A quick summary of today:
The updated graph with reference connections from Obisdian is:
Real-time Prediction of Taxi Demand Using Recurrent Neural Networks
Introduction
This paper proposes a real-time method for predicting taxi demands in different areas of a city. A big city is divided into smaller areas and during a pre-set period of time, the number of taxi requests in each area is aggregated. This way taxi data becomes a sequence and a LSTM is applied. LSTM is capable of learning long-term dependencies by utilising some gating mechanisms to store information. Therefore, it can for instance remember how many people have requested taxis to attend a concert and after a couple of hours use this information to predict that the same number of people will request taxis from the concert location to different areas. Simply learning the average to predict will not result in a very good model, so the paper adds Mixture Density Networks (MDN) on top of the LSTM. This way, instead of directly predicting a demand value, the output is a mixture distribution of the demand.
Mathematical model
GPS data encoding
A city is split into 153m x 153m area sizes. Then past taxi data is converted into week-long data sequences, which are the input to the LSTM.
RNNs
Taxi demand prediction model
Mixture density networks
MDNs can be used in prediction applications in which an output may have multiple possible outcomes.

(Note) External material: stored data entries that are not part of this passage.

PR #2007, opened 2022-12-20
feat(server-kafka): provide option to set trace-header for records

eikenilsknopp:


sda-commons-server-kafka/src/main/java/org/sdase/commons/server/kafka/consumer/strategies/MessageListenerStrategy.java
```diff
@@ -105,4 +108,17 @@ public void commitOnClose(KafkaConsumer<K, V> consumer) {
...
   }
+
+  protected void startTraceContext(ConsumerRecord<K, V> consumerRecord) {
+    Header header = consumerRecord.headers().lastHeader(ConsumerTracing.TOKEN_HEADER);
+    if (header != null) {
+      TraceContext.storeTraceToken(new String(header.value()));
+    } else {
+      TraceContext.createNewTraceToken();
+    }
+  }
```
JoergSiebahn, line 119: Afaik, we should not keep the same context but make a connection between the received trace token and a new one for this new synchronous process.

PR #2026, opened 2023-01-03
fix: change variable name to tracing disabled

elbiocaetano:


sda-commons-server-opentelemetry/src/main/java/org/sdase/commons/server/opentelemetry/OpenTelemetryBundle.java
```diff
@@ -171,7 +171,7 @@ private static boolean isOpenTelemetryDisabled() {
       LOG.warn("Tracing is disabled using deprecated configuration.");
       return true;
     }
-    return "true".equals(getProperty(OTEL_DISABLED));
+    return "true".equals(getProperty(TRACING_DISABLED));
```
JoergSiebahn, line 174: NIT: Would it make sense to compare ignoring case?

JoergSiebahn (approved):

sda-commons-server-opentelemetry/src/main/java/org/sdase/commons/server/opentelemetry/OpenTelemetryBundle.java
elbiocaetano: Usually the environment variables are upper case only, right? I will write down, so we can discuss it later

JoergSiebahn: The variables are upper case, but the value may support `true` and `TRUE`.

PR #2042, opened 2023-01-09
feat(server-spring-data-mongo): remove spring application context

eikenilsknopp:


christopher-cudennec (commented):
Automatic validation being removed is another thing to add to the migration guide from Morphia to Spring Data Mongo. We need to keep that in mind.

christopher-cudennec (approved):
Please squash on merge. 👍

This paper's model outputs the parameters of a mixture model - the mean and variance of each Gaussian kernel and also mixing coefficient of each kernel which shows how probable the kernel is.
potential gold
LSTM-MDN sequence learning model
LSTM-MDN-Conditional model
In the LSTM-MDN model, the probability distribution of taxi demands in all areas are predicted at the same time-step. This means that prediction in each area is conditioned on all areas of all previous time-steps. However, the taxi demand in an area might not only be related to the past, but also to the taxi demands of other areas in current time-step. So instead of outputting a joint distribution for all areas in a single time step, the network predicts the conditional distribution of each area at a single time-step.
Results
Graph WaveNet for Deep Spatial-Temporal Graph Modeling
Introduction
A basic assumption behind spatial-temporal graph modelling is that a node’s future information is conditioned on its historical information as well as its neighbours’ historical information. Paper contributions:
- A self-adaptive adjacency matrix is constructed to preserve hidden spatial dependencies. This matrix automatically uncovers unseen graph structures from the data without prior knowledge. Experiments show that this method improves results when spatial dependencies exist but are not provided.

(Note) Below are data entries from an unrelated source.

PR #2055, opened 2023-01-17
feat:  provides api to register a callbacks

saadmar:
* Extends the `MessageProducer` api to register a callback when using a non blocking producer.
* Adds standard error logging for non blocking producers

We had a use case where a producer silently failed to produce a message (due to large size) and there was no trace for that as everything happens in a separate thread.

Another option for us could be blocking the thread and explicitly logging the exception, but we thought that could be good to have for all cases.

- Additionally, an effective and efficient framework is presented to capture spatial-temporal dependencies simultaneously. The core idea is to combine the proposed graph convolution with dilated causal convolution, allowing each graph convolution layer to address the spatial dependencies of nodes’ information extracted by the dilated causal convolution layers at different granular levels.
Methodology
Problem definition
Given a graph G and S historical time steps, predict the next T time steps.
Graph convolution layer
The paper proposes a novel self-adaptive adjacency matrix, which does not require any prior knowledge and is learned end-to-end through SGD. This way the model can learn hidden spatial dependencies by itself.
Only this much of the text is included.